(Items from a dataset)
=-=-=-=-=

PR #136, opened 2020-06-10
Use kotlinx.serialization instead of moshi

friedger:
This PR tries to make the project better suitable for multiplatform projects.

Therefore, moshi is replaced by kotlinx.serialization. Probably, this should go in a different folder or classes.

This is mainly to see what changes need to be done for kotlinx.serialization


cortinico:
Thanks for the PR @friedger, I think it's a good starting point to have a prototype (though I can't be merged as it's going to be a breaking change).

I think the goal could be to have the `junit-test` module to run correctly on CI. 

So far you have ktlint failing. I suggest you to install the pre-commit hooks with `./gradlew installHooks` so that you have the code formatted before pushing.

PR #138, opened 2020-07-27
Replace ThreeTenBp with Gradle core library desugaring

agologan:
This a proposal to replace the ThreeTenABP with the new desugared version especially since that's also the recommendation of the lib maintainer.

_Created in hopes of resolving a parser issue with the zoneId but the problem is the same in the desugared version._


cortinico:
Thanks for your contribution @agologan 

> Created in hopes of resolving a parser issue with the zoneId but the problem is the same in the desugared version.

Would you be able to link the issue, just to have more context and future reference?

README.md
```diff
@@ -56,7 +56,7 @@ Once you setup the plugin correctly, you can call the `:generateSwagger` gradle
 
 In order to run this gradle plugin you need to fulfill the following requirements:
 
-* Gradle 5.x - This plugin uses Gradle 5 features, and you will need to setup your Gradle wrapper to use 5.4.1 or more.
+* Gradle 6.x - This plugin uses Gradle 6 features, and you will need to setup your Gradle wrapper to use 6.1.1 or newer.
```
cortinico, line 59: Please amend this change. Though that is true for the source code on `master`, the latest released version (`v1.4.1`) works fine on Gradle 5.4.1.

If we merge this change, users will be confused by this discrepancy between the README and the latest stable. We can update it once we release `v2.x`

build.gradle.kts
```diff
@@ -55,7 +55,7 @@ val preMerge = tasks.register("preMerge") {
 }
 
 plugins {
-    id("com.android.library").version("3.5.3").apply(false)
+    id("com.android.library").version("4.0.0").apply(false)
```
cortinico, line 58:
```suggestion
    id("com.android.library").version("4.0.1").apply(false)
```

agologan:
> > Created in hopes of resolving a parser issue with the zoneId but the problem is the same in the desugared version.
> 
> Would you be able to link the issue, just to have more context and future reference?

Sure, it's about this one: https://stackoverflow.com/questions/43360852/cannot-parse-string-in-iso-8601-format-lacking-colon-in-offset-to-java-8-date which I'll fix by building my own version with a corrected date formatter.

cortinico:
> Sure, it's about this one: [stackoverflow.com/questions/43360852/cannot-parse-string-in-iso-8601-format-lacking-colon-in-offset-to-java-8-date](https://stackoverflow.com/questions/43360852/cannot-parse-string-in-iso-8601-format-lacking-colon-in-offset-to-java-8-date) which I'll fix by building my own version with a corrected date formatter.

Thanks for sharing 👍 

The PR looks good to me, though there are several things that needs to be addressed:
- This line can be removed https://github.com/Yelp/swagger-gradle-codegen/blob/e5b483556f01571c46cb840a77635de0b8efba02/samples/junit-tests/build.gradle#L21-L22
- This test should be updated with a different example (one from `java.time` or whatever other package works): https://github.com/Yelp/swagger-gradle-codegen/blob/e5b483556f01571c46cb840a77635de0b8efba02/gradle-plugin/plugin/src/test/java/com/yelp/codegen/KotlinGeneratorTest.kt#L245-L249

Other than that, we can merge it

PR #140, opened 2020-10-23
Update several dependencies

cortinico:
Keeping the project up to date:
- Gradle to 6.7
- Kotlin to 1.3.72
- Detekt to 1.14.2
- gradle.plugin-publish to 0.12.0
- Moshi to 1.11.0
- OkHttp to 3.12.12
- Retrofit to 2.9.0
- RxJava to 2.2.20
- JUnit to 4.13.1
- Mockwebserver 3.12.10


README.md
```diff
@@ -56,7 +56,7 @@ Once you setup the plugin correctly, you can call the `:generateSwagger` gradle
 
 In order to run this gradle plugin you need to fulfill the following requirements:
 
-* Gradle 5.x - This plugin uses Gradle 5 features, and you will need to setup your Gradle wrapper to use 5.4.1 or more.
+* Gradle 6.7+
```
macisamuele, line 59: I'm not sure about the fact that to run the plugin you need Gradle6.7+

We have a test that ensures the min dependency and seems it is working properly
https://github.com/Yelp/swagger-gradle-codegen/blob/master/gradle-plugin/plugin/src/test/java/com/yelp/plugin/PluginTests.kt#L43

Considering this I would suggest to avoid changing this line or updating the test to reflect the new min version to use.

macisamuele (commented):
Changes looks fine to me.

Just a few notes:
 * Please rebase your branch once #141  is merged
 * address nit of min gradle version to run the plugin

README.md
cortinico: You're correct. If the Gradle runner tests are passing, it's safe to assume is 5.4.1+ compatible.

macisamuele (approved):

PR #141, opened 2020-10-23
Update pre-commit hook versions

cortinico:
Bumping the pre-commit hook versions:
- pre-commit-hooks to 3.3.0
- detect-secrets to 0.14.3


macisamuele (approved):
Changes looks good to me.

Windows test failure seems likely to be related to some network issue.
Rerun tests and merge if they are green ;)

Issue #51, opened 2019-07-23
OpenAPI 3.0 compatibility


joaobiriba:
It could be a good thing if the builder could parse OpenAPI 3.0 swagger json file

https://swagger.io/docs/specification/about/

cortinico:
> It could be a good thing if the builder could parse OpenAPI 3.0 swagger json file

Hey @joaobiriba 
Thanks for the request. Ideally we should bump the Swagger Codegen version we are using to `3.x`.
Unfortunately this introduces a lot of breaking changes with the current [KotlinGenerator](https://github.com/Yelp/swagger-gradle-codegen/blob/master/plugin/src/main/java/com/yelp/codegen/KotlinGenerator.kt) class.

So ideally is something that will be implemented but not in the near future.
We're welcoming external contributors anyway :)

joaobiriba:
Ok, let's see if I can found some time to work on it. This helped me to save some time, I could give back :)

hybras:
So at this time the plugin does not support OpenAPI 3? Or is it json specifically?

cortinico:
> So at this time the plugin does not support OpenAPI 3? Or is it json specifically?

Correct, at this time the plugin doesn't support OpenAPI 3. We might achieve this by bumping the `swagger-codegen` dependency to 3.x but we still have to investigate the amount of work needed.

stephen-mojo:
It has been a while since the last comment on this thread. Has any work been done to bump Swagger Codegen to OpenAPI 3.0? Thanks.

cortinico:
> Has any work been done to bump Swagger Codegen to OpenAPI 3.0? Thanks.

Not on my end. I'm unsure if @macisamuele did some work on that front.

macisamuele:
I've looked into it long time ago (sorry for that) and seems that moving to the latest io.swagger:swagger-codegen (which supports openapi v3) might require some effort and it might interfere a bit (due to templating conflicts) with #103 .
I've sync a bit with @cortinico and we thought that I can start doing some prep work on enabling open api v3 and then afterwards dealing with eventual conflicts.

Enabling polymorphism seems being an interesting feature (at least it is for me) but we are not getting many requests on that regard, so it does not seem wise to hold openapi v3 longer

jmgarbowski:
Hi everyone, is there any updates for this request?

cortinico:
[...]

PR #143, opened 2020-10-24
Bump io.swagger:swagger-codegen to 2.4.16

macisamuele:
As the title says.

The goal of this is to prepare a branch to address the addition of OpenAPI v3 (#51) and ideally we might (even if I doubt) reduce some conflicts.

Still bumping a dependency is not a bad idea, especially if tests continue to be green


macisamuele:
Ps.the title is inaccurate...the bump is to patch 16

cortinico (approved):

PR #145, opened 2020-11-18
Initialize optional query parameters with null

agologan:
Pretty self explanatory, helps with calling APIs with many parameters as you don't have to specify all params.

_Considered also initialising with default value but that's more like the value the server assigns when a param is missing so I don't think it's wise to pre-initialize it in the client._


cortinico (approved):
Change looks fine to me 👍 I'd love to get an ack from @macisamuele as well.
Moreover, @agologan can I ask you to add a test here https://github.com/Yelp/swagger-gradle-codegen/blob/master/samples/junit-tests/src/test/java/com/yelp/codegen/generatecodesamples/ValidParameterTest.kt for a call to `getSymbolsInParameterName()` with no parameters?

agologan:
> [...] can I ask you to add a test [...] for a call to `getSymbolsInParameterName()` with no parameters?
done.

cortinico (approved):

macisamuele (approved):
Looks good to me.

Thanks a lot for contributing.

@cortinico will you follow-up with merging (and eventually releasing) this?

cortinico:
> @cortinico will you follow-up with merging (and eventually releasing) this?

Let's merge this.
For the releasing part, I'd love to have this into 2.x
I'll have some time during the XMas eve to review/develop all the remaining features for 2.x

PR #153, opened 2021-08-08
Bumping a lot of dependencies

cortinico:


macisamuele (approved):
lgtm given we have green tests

=-=-=-=-=

#### [EXERCISE DIRECTIONS]
Every line above carrying the word "goal" needs to be shown.

#### [OUTPUT OF THE TASK]
I think the goal could be to have the `junit-test` module to run correctly on CI. 
The goal of this is to prepare a branch to address the addition of OpenAPI v3 (#51) and ideally we might (even if I doubt) reduce some conflicts.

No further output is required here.